= WORK REQUEST =
The response must contain each line of the material that holds "Just".

= SUPPLIED ENTRIES =
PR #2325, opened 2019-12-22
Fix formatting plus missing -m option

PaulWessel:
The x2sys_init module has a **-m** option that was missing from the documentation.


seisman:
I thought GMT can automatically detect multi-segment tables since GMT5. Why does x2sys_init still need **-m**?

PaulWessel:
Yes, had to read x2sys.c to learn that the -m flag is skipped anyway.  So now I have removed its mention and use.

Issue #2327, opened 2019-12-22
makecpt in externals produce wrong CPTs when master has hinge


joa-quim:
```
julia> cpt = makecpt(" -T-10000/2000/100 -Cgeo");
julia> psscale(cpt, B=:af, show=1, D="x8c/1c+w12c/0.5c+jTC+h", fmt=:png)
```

--

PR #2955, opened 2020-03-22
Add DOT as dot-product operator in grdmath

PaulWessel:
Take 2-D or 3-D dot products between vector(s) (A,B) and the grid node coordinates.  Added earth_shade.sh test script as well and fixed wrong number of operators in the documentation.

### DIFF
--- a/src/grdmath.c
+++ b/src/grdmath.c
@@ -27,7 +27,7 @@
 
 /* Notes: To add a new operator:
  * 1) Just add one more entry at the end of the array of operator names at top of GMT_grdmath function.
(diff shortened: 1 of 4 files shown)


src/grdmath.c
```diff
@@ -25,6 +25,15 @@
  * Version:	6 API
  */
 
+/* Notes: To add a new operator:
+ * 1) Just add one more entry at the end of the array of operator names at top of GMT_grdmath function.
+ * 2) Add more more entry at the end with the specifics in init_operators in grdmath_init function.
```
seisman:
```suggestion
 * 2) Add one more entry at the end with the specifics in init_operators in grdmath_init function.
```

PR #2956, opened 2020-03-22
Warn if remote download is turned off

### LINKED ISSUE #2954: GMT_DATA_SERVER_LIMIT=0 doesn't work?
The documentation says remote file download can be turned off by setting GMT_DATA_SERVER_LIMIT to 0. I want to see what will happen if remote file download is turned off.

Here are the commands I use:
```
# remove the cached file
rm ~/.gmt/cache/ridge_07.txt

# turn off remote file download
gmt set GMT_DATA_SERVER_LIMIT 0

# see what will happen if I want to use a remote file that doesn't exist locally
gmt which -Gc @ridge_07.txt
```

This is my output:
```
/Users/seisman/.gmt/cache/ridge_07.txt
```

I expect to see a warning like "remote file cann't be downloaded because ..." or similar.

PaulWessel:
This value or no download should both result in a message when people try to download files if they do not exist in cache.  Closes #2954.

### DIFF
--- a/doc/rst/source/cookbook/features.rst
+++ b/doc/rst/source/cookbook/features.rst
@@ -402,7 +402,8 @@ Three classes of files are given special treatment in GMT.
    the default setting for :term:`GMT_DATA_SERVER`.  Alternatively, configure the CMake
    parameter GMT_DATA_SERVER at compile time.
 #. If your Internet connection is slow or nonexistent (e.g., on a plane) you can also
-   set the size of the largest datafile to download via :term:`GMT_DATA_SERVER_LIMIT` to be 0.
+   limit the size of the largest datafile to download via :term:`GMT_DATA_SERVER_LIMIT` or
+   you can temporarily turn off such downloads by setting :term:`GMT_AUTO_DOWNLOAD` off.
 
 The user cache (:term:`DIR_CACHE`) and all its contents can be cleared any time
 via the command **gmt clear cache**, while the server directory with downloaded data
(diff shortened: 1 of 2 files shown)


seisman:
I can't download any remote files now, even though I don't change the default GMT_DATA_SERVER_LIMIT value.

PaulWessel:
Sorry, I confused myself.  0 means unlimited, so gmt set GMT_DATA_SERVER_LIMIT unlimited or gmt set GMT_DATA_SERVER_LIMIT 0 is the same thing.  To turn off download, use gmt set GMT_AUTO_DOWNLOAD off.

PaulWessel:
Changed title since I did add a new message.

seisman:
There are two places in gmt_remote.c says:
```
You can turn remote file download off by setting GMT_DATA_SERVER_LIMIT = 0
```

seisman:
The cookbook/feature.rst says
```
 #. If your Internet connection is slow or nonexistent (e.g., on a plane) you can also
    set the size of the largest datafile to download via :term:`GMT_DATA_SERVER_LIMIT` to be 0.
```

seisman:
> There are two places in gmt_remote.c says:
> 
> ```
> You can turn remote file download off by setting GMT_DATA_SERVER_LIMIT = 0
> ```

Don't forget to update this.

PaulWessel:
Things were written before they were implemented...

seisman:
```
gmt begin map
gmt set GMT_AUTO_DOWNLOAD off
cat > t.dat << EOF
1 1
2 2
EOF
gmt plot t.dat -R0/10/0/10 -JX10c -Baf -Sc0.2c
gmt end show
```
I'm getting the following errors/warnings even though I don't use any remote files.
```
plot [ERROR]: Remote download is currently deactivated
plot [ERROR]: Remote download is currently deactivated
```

= TASK ANSWER =
  * 1) Just add one more entry at the end of the array of operator names at top of GMT_grdmath function.
+ * 1) Just add one more entry at the end of the array of operator names at top of GMT_grdmath function.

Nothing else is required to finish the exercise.